LMCache ships with a long-document benchmark for measuring KV cache offloading performance. Run it without a corpus file and it generates documents like this:

warmup_prompts = [
  str(i) + " " + " ".join(["hi"] * args.document_length)
  for i in range(args.num_documents)
]

A 10,000-token document comes out looking a little underwhelming.

0 hi hi hi hi hi hi hi hi hi hi hi hi hi hi hi …

Technically speaking, it is the 10K token count you were looking for, but it doesn’t represent a real 10K token workload.

KV cache systems do not run on token count alone. Compression ratios, activation patterns, transfer sizes, and cache behavior all depend on the shape of the input. Two documents of the same length can be two entirely different workloads.

Unfortunately, much of the current KV cache ecosystem is benchmarked on synthetic inputs that look nothing like the workloads people run.

The benchmark is not representative

The default benchmark document contains a numeric identifier and the token “hi” repeated thousands of times.

Transformers do not produce identical activations for repeated tokens. Positional encoding, attention mixing, and residual connections keep every position distinct. To an LLM, distinct and varied are not the same thing. Repeating a single token produces far more regular activation patterns than diverse text does.

Compression improves, transfer sizes shrink, and cache behavior becomes easier to predict with non-varied workloads. The benchmark is measuring something, but it is not measuring a realistic production workload.

Benchmarking KV cache offloading with “hi hi hi” is like benchmarking a database with SELECT 1. The numbers come back fast, but they do not tell you much about real workloads.

The difference shows up immediately

We compared the default benchmark document against a realistic medical document using Qwen3-8B-FP8. Both ran about 10,000 tokens. The synthetic one carried two unique tokens, a token diversity of 0.02 percent. The medical one carried 1,329, or 13.3 percent. The token count is the same. Everything else is different.

Token diversity affects activation patterns. Activation patterns affect tensor value distributions. Tensor distributions affect compression ratios and transfer sizes. A benchmark built from highly repetitive inputs can diverge sharply from one built on realistic text.

Compression behaves differently too

We first ran into this while building a Valkey-backed KV cache connector. We followed the LMCache tutorials and used dummy weights, and compression ratios looked excellent. Then we switched to Qwen3-8B-FP8 with real trained weights, and the results were night and day.

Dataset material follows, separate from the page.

PR #165, opened 2019-11-06
CCS-3208: add a static image delivery mechanism

carlosmunoz:
Create a static image delivery mechanism for proxies and edge platforms. The mechanism consists of two parts:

Real model weights produce tensor values that behave more like high-entropy floating-point data. General-purpose compression still helps, but the gains are smaller than they appear with dummy weights. Repetitive inputs create more structured activation patterns that compress more effectively, making the benchmark results appear better than they actually are.

So we built a more realistic corpus

To see how KV cache systems behave under representative inputs, we built a corpus of 30 long-form documents across medical and legal domains. We wanted documents that resemble the structure, formatting, vocabulary, and variability that real systems process.

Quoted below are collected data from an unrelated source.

PR #167, opened 2019-11-11
Force the React files to be overwritten when deploying a new version

jmarrero:
This changes are based on this doc:
 https://sling.apache.org/documentation/bundles/content-loading-jcr-contentloader.html

I confirmed that when I re-installed the bundle the static file's dates were updated.

### DIFF
--- a/pantheon-bundle/pom.xml
+++ b/pantheon-bundle/pom.xml
@@ -44,7 +44,7 @@
             </resource>
             <resource>
                 <directory>frontend/dist</directory>
-                <targetPath>SLING-INF/content/pantheon/</targetPath>
+                <targetPath>SLING-INF/SPA</targetPath>
                 <filtering>false</filtering>
             </resource>
         </resources>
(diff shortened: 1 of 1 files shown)


xdavidson:
I tested out this branch. After I new deployment in the jcr tree
    

1.  content/pantheon/app.bundle.js(sling:folder) has the old timestamp while it's child node  "jcr:content" has the new jcr:lastModified timestamp, which means the content is updated!
2.   content/pantheon/app.bundle.js.map(sling:folder) has the old timestamp while its child node  
"jcr:content" has the new jcr:lastModified timestamp, which means the content is updated!
 3.  content/pantheon/app.css(sling:folder) has the old timestamp while its child node "jcr:content" has the new jcr:lastModified timestamp,  which means the content is updated!
 4.  content/pantheon/fonts(sling:folder) has the new timestamp and its children nodes have the new timestamp as well!
 5.  content/pantheon/images(sling:folder)  has the new timestamp and its children nodes have the new timestamp as well!
 6.  content/index.html(nt:file) has the old timestamp while its child node "jcr:content" has the new timestamp. Does that mean index.html is updated?

jmarrero:
I am not sure if that means that /content/ rules for index are being ignored. 

I think we might need to deploy into the stage environment to double check that the problem gets fixed. I building an image now. I was just looking at the /content/pantheon folder. It might be the case that in our local environments we don't see the issue at all and these rules are being ignored? We always are able to get the new react code locally.

jmarrero:
last modified get's updated on stage and I don't see /content/index.html on stage it should be /content/pantheon/index.html I don't see anything bad happening so we could iterate over this if we see the issue again. But If you guys were not seeing the lastModified being updated it does now.

PR #176, opened 2019-12-05
map pantheon environemnt with portal

xdavidson:
This PR introduces a mapping between pantheon 2 environment and customer portal environment. So that after a module is published, we have the correct url to customer portal for the corresponding environment. 

An new environment variable is introduced during run time. To start pantheon app, we need pass `-e PORTAL_URL='https://hostname'`. 
e.g. `-e PORTAL_URL='https://access.devgssci.devlab.phx1.redhat.com'` for portal dev environment


pantheon-bundle/frontend/src/app/moduleDisplay.tsx
```diff
@@ -226,6 +230,29 @@ class ModuleDisplay extends Component<any, any, any> {
...
+                portal = 'https://access.devgssci.devlab.phx1.redhat.com';
+                break;
+            case 'pantheon2-qa':
+                portal = 'https://access.qa.redhat.com';
+                break;
+            case 'pantheon2-stage':
+                portal = 'https://access.stage.redhat.com';
+                break;
+            default:
+                portal = 'https://access.redhat.com';
```
carlosmunoz: I feel this should come from a configuration value and not hard coded into the front-end.

xdavidson: Yes, ideally we should have it configured somewhere. Let me try to do that.

jmarrero: You can try using something like what we do for git2pantheon.

1. set the env variables to the container (internal infra stuff)
2. have the backend read the ENV and save it to /conf/pantheon in the JCR
3. Have the frontend read it from the backend if available.

Code is in: PantheonRepositoryInitializer.java & gitImport.tsx

Look for SYNC_SERVICE_URL in the backend and /conf/pantheon/pant:syncServiceUrl in the frontend code.

PR #180, opened 2019-12-12
add view_uri to modules in portal

xdavidson:
This PR introduces two changes
* replace "solr_command: index" with "event:publish" in  messages to Hydra broker
* add "view_uri" in modules api for search integration.


pantheon-bundle/src/main/java/com/redhat/pantheon/servlet/ModuleJsonServlet.java
```diff
@@ -137,6 +137,14 @@ protected boolean isValidResource(@Nonnull Resource resource) {
             moduleMap.put("vanity_url_fragment", urlFragment);
         }
 
+        // Process view_uri
+        if (System.getenv("PORTAL_URL") != null) {
+            //@TODO: map Pantheon locale to view_uri locale
+            String view_uri_locale = "en-us";
```
carlosmunoz: If you look at PR 181, there's already a 'locale' field in the map, which seems to be a duplicate of this.

PR #182, opened 2019-12-12
bug fix: anonymous module rendering is not working

carlosmunoz:
This change fixes a bug where anonymous users may not generate a module's preview. Since adding automatic metadata extraction from the asciidoc content, the process which writes the metadata to the JCR tree was not given the right permissions. This change ensures that the whole asciidoc generation process uses a service level resource resolver and thus ensure the appropriate write access.

### DIFF
--- a/pantheon-bundle/src/main/java/com/redhat/pantheon/sling/ServiceResourceResolverProvider.java
+++ b/pantheon-bundle/src/main/java/com/redhat/pantheon/sling/ServiceResourceResolverProvider.java
@@ -1,5 +1,6 @@
 package com.redhat.pantheon.sling;
 
+import com.redhat.pantheon.model.api.SlingModel;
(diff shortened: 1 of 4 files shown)


pantheon-bundle/src/main/java/com/redhat/pantheon/sling/ServiceResourceResolverProvider.java
```diff
@@ -1,5 +1,6 @@
 package com.redhat.pantheon.sling;
 
+import com.redhat.pantheon.model.api.SlingModel;
```
jmarrero: Why is this new import needed? the only change in this class other than the import are comments.

carlosmunoz: You are correct sir :smile:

Example medical and legal document text

Medical documents averaged 14.2 percent token diversity. Legal documents averaged 9.4 percent. Both are hundreds of times more diverse than the synthetic baseline at 0.02 percent.

The corpus holds 300,000 tokens and was generated with Qwen3-8B-FP8. The corpus and generation scripts are open source for those interested.

Benchmarking the workload you actually have

While token count is easy to generate, it can also be the least informative. Match the diversity, structure, and vocabulary of the text your system serves, and the compression ratios and transfer sizes start to represent values you can trust.

The input comes first. Before ranking cache connectors, compression schemes, or storage backends, run them on inputs that look like your traffic. Compare them on “hi hi hi” and you are ranking them on a workload nobody runs.

Before you evaluate your next KV cache offloading system, be sure to ask “Are the benchmark documents representative of the workload I actually run?”